Give the count of lines in the records that contain the string "like", and write nothing but that number.

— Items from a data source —
-*-*-

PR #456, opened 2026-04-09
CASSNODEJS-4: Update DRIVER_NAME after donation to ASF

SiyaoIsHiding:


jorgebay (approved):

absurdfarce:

-*-*-

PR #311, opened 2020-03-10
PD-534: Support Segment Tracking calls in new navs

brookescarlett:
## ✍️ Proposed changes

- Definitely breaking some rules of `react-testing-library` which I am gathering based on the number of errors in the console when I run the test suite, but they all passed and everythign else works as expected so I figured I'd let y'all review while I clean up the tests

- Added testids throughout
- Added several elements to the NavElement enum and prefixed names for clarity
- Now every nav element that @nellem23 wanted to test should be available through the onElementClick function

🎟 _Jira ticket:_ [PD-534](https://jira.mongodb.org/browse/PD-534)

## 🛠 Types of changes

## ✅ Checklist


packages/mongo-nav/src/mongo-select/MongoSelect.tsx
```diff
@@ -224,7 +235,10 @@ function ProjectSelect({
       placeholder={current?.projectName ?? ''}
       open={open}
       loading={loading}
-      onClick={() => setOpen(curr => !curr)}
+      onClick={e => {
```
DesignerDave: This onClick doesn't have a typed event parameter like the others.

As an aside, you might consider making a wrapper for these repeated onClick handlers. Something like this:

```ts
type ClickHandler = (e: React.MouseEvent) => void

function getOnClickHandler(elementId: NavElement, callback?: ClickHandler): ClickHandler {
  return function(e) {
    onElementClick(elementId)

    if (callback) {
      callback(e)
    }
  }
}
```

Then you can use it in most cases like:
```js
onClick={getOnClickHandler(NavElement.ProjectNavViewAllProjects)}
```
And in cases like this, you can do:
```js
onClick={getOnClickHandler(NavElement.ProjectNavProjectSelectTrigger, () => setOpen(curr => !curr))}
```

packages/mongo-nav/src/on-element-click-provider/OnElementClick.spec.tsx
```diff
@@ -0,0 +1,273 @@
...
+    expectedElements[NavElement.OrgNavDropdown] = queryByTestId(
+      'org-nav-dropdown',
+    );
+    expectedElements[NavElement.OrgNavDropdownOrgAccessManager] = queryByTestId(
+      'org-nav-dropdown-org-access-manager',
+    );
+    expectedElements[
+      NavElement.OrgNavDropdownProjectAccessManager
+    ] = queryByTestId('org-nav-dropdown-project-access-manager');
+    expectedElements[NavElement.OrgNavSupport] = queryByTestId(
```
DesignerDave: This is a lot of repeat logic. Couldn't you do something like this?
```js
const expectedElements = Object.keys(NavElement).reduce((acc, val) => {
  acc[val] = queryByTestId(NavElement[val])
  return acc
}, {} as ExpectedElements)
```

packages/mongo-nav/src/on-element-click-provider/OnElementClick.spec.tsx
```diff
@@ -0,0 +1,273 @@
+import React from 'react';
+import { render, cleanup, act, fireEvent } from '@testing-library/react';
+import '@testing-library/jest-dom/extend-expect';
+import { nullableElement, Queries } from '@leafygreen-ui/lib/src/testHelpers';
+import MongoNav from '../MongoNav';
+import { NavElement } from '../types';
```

-*-*-

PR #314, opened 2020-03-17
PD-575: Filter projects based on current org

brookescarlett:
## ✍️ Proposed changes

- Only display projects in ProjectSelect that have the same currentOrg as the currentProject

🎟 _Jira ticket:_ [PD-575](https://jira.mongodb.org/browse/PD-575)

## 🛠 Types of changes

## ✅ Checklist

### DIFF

-*-*-

— YOUR RESPONSE —
5